Talvez se confunda a criatividade do gênio e do artista com as excentricidades do louco porque nenhum deles segue à risca as convenções sociais compartilhadas pela maioria. Mas a loucura supostamente impede a criatividade, pois a mente do psicótico está comprometida por mecanismos defensivos que impedem seu livre funcionamento, restringindo-o a padrões rígidos e estereotipados, dos quais o modelo maior é o delírio, crença inabalável e impermeável às críticas e às considerações racionais. À liberdade e flexibilidade criativa do artista se contraporia à rigidez imutável do delírio.

Mesmo assim, constatou-se que os loucos também criam.  No início do século XX, a produção de doentes mentais internados em grandes asilos e instituições psiquiátricas europeias começou a ser notada e valorizada por críticos e conhecedores de arte.

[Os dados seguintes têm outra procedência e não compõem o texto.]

PR #313, opened 2022-01-15
Enforce that all CLI commands and flags are documented (have help string)

Kobzol:


spirali (approved):

spirali:
Please update changelog

Issue #318, opened 2022-01-15
horizontal separator lines in hq submit output


goxeq:
The horizontal separator lines in `hq submit` output make the upper part of the table to scroll away from the screen.  My terminal is usually 24 lines high (default Putty behaviour). If the horizontal lines would be removed, the text would be easier to read, because it would fit in one screen.

```
+-----------------+---------------------------------+
| Id              | 114                             |
+-----------------+---------------------------------+
| Name            | a                               |
+-----------------+---------------------------------+
| State           | SUBMITTED                       |
+-----------------+---------------------------------+
| Tasks           | 1                               |
+-----------------+---------------------------------+
| Workers         |                                 |
+-----------------+---------------------------------+
| Resources       | cpus: 1 compact                 |
+-----------------+---------------------------------+
| Priority        | 0                               |
+-----------------+---------------------------------+
| Command         | a                               |
+-----------------+---------------------------------+
| Stdout          | job-%{JOB_ID}/%{TASK_ID}.stdout |
+-----------------+---------------------------------+
| Stderr          | job-%{JOB_ID}/%{TASK_ID}.stderr |
+-----------------+---------------------------------+
| Environment     |                                 |
+-----------------+---------------------------------+
| Working Dir     | %{SUBMIT_DIR}                   |
+-----------------+---------------------------------+
| Submission date | 2022-01-15 20:13:11 UTC         |
+-----------------+---------------------------------+
| Task time limit | None                            |
+-----------------+---------------------------------+
| Makespan        | 0s                              |
+-----------------+---------------------------------+
```
versus 
```
+-----------------+---------------------------------+
| Id              | 114                             |
| Name            | a                               |
| State           | SUBMITTED                       |
| Tasks           | 1                               |
| Workers         |                                 |
| Resources       | cpus: 1 compact                 |
| Priority        | 0                               |
| Command         | a                               |
| Stdout          | job-%{JOB_ID}/%{TASK_ID}.stdout |
| Stderr          | job-%{JOB_ID}/%{TASK_ID}.stderr |
| Environment     |                                 |
| Working Dir     | %{SUBMIT_DIR}                   |
| Submission date | 2022-01-15 20:13:11 UTC         |
| Task time limit | None                            |
| Makespan        | 0s                              |
+-----------------+---------------------------------+
```

Kobzol:
Some of the rows can actually be multiline (for example command when you input multiple arguments). That by itself is not ideal, but we probably don't have a better way for now.

[...]

PR #319, opened 2022-01-15
Make CLI tables more dense

Kobzol:
Removes horizontal separators between table cells to make tables more dense.

Before (vertical table):
image

After (vertical table):
image

Before (horizontal table):
image

After (horizontal table):
image

Vertical and horizontal tables are now also handled separately, both in CLI output code and in tests. Autoalloc tables that were previously incorrectly vertical are now correctly horizontal.

Fixes: https://github.com/It4innovations/hyperqueue/issues/318


spirali (approved):
Changelog please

Haveria uma essencial diferença entre a arte produzida pelos doentes mentais e aquela realizada por criadores reconhecidos como artistas pelo grupo social ao qual pertencem?  A questão é interessante, pois a produção dos doentes mentais nasce distante de qualquer conhecimento dos pressupostos estéticos e seus autores não têm pretensão alguma de cunho artístico, querem simplesmente expressar de forma plástica seus estados mentais, as ideias e afetos presentes em seus psiquismos. O curioso disso tudo é que, em assim fazendo, por um lado, alguns terminam por criar soluções visuais de grande apuro formal, e, por outro, expressam com frequência elementos míticos dos quais eles mesmos não tinham conhecimento, o que dá provas da universalidade dos conteúdos inconscientes da mente humana.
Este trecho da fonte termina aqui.